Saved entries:

_____

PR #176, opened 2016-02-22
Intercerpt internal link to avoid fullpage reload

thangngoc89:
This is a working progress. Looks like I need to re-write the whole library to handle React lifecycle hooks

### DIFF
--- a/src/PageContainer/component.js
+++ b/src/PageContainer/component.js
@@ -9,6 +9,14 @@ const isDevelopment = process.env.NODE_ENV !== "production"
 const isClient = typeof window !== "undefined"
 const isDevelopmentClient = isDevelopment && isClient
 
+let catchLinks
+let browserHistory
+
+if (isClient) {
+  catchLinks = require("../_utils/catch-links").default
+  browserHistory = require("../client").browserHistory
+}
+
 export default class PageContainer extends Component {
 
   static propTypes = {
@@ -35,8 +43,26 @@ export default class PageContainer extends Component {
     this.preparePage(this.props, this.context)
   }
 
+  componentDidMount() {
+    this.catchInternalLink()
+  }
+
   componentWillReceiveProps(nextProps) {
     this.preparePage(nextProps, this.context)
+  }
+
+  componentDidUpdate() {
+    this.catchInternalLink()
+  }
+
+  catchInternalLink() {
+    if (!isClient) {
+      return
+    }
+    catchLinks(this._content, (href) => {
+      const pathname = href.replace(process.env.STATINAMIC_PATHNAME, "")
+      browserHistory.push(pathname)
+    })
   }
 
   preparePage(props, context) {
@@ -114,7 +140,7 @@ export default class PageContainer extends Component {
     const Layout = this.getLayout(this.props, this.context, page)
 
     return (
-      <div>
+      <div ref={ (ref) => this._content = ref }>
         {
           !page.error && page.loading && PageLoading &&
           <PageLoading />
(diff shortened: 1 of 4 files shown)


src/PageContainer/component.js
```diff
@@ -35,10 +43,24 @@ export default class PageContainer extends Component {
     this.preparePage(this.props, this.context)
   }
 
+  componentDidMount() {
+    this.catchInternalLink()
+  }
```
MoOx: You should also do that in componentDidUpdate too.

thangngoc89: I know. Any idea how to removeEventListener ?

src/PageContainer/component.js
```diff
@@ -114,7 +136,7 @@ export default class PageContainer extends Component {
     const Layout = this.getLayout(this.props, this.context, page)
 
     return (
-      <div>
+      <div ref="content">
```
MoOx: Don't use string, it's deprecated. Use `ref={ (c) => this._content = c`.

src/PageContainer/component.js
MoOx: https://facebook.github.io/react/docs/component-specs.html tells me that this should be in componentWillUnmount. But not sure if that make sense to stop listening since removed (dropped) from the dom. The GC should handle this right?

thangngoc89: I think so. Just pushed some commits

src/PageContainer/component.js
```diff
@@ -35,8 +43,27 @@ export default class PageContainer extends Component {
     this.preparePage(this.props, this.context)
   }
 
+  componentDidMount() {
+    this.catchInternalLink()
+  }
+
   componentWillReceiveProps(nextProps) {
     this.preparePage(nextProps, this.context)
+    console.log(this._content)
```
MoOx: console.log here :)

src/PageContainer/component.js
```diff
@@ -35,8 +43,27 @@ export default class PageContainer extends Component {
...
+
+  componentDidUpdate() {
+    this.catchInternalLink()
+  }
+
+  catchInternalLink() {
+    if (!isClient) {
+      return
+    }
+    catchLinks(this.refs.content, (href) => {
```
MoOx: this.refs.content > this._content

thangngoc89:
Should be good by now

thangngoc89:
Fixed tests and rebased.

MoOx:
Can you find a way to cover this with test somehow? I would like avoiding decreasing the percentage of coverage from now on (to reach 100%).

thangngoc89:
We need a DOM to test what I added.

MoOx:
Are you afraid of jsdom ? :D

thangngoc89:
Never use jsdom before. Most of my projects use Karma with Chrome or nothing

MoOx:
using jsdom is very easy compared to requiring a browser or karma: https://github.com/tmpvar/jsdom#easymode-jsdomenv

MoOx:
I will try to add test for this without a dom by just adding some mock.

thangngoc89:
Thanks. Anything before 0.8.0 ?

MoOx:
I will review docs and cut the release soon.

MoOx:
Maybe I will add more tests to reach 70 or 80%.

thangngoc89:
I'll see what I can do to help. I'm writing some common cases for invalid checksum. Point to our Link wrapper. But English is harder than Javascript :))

_____

* [Required action] Please return every line of the records above that contains the word "jsdom".

* [Reply to the exercise]
Are you afraid of jsdom ? :D
Never use jsdom before. Most of my projects use Karma with Chrome or nothing
using jsdom is very easy compared to requiring a browser or karma: https://github.com/tmpvar/jsdom#easymode-jsdomenv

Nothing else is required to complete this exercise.